• Work required
Copy each line of the records below that mentions the word "forward".

Stored data
# # # # #
PR #4624, opened 2023-04-27
Simplify with composite

Paul-Licameli:

Depends on
- #4623

Use the Composite utility to simplify definitions of menu registry classes,
and simplify the registration of numeric format conversions and snap functions,
so they too can enjoy syntactic simplicity like menu descriptions.

Recommended:


Paul-Licameli:
I need to fix CI failures before this is reviewed

vsverchinsky (approved):

libraries/lib-numeric-formats/NumericConverterRegistry.h
```diff
@@ -38,21 +38,24 @@ using NumericConverterFormatterFactoryPtr =
...
-{
-   template <typename... Args>
-   NumericConverterRegistryGroup(
-      const Identifier& internalName, NumericConverterType _type,
-      Args&&... args)
-       : GroupItem { internalName, std::forward<Args>(args)... }
-       , type { std::move(_type) }
-   {
-   }
+struct NumericConverterRegistryGroupData {
```
crsib, line 40: I'm not quite sure what is the benefit of having one more type, I don't have any strong opinion though

libraries/lib-registries/Registry.h
```diff
@@ -300,7 +355,16 @@ namespace detail {
       Literal mRoot;
    };
 
-extern template struct GroupItem<>;
+#ifndef _WIN32
+// extern explicit instantiation to avoid link time de-duplication
+extern
```
crsib, line 360: There is [evidence](https://www.zverovich.net/2023/04/10/cxx20-modules-in-clang.html) that extern templates do not really work on Clang, the code is quite spooky on CL. Do we need them here? What is the measured effect of this?

crsib (approved):
I don't agree that this could be called a "simplification". This PR does some clean up. I have no objections. 

NumericTextCtrl should be tested carefully.

Paul-Licameli:
> I don't agree that this could be called a "simplification". This PR does some clean up. I have no objections.
> 
> NumericTextCtrl should be tested carefully.

I want to avoid rewriting variadic template constructors and std::forward a lot.

I want it to be easy to write more classes like those for menu trees, so it is easy to express other trees declaratively instead of building them up with procedural code.

If you review the other pull requests that follow, you can see registries also getting smarter about type checking the trees as they are constructed.

libraries/lib-registries/Registry.h
Paul-Licameli: I needed special code for Windows to link.  I might make it compile nothing otherwise.

dozzzzer:
Tested

PR #4634, opened 2023-04-29
portsmf/allegro.h: include <cstdint> for intXX_t

nekopsykose:
needed now with gcc13, not there by default

fixes

```
lib-src/portsmf/allegro.h:125:9: error: 'int64_t' does not name a type
  125 |         int64_t i;  // integer -- 64 bit for 32/64-bit compatibility
      |         ^~~~~~~
lib-src/portsmf/allegro.h:52:1: note: 'int64_t' is defined in header '<cstdint>'; did you forget to '#include <cstdint>'?
   51 | #include <assert.h>
  +++ |+#include <cstdint>
```

Recommended:


crsib:
Hmm, I've built on Fedora few days ago without any issues

nekopsykose:
might be a slight difference in even what c++ headers are there when built against musl. this is specifically with gcc13 at 20230429 on a -linux-musl system.

even if it is that specific though, seems correct to include it for the sized ints anyway

crsib:
Absolutely

crsib (approved):

crsib:
Can you please rebase your branch on `release-3.3.2` and force push?

nekopsykose:
that then contains the version bump commits too, unless you mean to also target a different branch other than master; i assume this is what you want however

crsib:
Yeah, I just need a single commit with the fix on top of 3.3.2 branch :-)

crsib:
Awesome, thank you a lot!

PR #4641, opened 2023-05-01
Qt localisation

ksoze95:
Resolves: #4640

Recommended:


src/qt/ApplicationHandler.h
```diff
@@ -0,0 +1,21 @@
+#pragma once
+
+#include <QtCore/QObject>
+#include <QtCore/QTranslator>
+#include <QtQml/qqmlregistration.h>
+
+class ApplicationHandler : public QObject
```
crsib, line 7: Should it be something like TranslationManager?

src/qt/ApplicationHandler.h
# # # # #
• Your response
-       : GroupItem { internalName, std::forward<Args>(args)... }
I want to avoid rewriting variadic template constructors and std::forward a lot.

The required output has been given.